Throughout the short- and long-term media comparison studies presented here, it was found that, in addition to the mTeSR1 process control condition, the condition cultured with StemFlex medium was successful in maintaining key process attributes (i.e., cell viability/growth kinetics and aggregate size/morphology) throughout the bioprocess. As such, we continued to passage the hiPSCs cultured in StemFlex medium through a total of 10 bioreactor serial passages (60 days) to demonstrate extended bioprocess robustness. During this prolonged testing, not only did the cells maintain growth characteristics and aggregate morphology throughout each passage, but they were also found to maintain genetic stability and pluripotent function. Cell samples from the StemFlex bioprocess condition were taken at the end of the third and tenth bioreactor serial passage for G-banding and teratoma formation assays. At both time points, genetic stability and pluripotent function in-vivo were confirmed. This again highlighted the robust nature of the developed protocol to ensure to produce quality-assured cells. It is recognized in literature that more subtle changes in genetic stability and pluripotency may not be distinguishable using these traditional quality assays [55]. As such, higher resolution quality assays should be employed before finalizing the bioprocess used in clinical or commercial manufacturing settings to ensure safety and efficacy.

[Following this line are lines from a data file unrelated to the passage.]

PR #1141, opened 2024-09-23
Prototype of a custom entitlement contract we could deploy to Polygon to allow creation of Market position gated permissions

brianathere:
Uses the Polymarket mainnet addresses. We can deploy and test. Would want to wire up better UI in the client to make it easy to setup and review requirements on Roles


contracts/src/custom/PolymarketEntitlement.sol
```diff
@@ -0,0 +1,83 @@
+// SPDX-License-Identifier: MIT
```
giuseppecrj, line 1: let's move file to `spaces/entitlements/polymarket`

contracts/test/custom/PolymarketEntitlement.t.sol
```diff
@@ -0,0 +1,171 @@
+// SPDX-License-Identifier: MIT
+pragma solidity ^0.8.23;
+
+import "forge-std/Test.sol";
+import {PolymarketEntitlement, IGnosisSafeProxyFactory} from "contracts/src/custom/PolymarketEntitlement.sol";
+import {IERC1155} from "@openzeppelin/contracts/token/ERC1155/IERC1155.sol";
+
+contract CrossChainEntitlementTest is Test {
```
giuseppecrj, line 8: let's rename to `PolyMarketEntitlementTest`

contracts/test/custom/PolymarketEntitlement.t.sol
```diff
@@ -0,0 +1,171 @@
...
+      address(0x4D97DCd97eC945f40cF65F87097ACe5EA0476045)
+    );
+
+    // Mock the proxyFactory and tokenContract for testing
+    entitlement = new PolymarketEntitlement();
+  }
+
+  function testSingleUserWithSufficientBalance() public {
+    // Mock proxyFactory.computeProxyAddress
+    vm.mockCall(
```
giuseppecrj, line 40: should we just create mocks of these 2 contracts rather than mocking the calls

giuseppecrj (commented):
small nits, can probably make this a fork test instead by adding `onlyForked` to test and calling with polygon

PR #1142, opened 2024-09-23
update xchain support chains list to exclude river chains

jterzis:


clemire (approved):
I'm noting that we're leaving the gnosis chain id here, and assuming we want to add gnosis support on gamma at some future point in order to test POAP.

iPSC line-to-line variability is another prominent challenge in bioprocess development [44]. As such, in the final part of this study we repeated the long-term serial passage testing with the successful media candidates (StemFlex and mTeSR1) using two additional hiPSC lines from different commercial vendors. The consistent patterns and predictable results of cell growth and aggregate morphology demonstrated in these final experiments further highlight the robust nature of the bioprocess protocols established. Differences in the growth rates throughout the three serial passages using each cell line were shown to be minimal. All conditions demonstrated exponential cumulative multiplication patterns through the three serial passages and normal aggregate growth and morphology. These results build further confidence in the bioprocessing protocols established and provide evidence that these protocols can be translated to other hiPSC lines with minimal optimization required.